Examine the data below and state how many lines contain "opened", offering no other words.

▶ [DATA SHOWN]

::::::::::

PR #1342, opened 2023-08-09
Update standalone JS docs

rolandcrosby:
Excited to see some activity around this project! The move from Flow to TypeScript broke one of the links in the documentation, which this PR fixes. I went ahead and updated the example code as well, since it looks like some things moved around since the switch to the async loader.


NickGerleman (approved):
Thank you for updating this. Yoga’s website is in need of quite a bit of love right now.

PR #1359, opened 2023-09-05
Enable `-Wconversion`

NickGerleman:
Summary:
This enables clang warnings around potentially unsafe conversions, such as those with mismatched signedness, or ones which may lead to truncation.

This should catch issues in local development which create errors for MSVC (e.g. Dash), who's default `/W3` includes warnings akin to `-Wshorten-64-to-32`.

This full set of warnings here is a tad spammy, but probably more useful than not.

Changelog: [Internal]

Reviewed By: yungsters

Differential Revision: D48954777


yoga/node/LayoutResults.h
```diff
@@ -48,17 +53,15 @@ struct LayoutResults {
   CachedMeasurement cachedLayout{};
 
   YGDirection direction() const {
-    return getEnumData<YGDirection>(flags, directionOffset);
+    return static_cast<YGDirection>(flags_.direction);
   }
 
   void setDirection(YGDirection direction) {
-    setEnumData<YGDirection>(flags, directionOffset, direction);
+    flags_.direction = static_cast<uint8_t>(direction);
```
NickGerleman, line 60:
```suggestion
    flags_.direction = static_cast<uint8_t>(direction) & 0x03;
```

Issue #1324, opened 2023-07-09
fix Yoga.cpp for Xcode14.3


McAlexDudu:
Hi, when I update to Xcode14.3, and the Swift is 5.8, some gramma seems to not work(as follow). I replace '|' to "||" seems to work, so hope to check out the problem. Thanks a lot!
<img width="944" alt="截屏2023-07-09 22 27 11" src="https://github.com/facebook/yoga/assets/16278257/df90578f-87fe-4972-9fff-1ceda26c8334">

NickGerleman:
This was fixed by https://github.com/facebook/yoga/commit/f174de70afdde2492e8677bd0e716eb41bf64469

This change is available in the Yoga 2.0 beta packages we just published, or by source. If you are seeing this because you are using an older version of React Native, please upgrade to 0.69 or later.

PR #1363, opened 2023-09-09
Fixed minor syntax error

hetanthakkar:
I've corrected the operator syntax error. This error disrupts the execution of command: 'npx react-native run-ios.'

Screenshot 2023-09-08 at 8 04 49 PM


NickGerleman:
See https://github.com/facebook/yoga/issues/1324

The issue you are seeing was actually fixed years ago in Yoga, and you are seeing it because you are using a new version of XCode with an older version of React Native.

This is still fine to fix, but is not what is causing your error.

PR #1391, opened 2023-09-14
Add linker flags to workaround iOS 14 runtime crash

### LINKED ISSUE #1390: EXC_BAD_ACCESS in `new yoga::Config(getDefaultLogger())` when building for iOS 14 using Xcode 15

::::::::::

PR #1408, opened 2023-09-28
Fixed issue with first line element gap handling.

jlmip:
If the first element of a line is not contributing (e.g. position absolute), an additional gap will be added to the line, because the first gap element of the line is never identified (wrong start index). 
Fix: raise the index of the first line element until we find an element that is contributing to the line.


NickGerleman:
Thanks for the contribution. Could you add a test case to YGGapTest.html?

::::::::::

▶ [YOUR SOLUTION]
6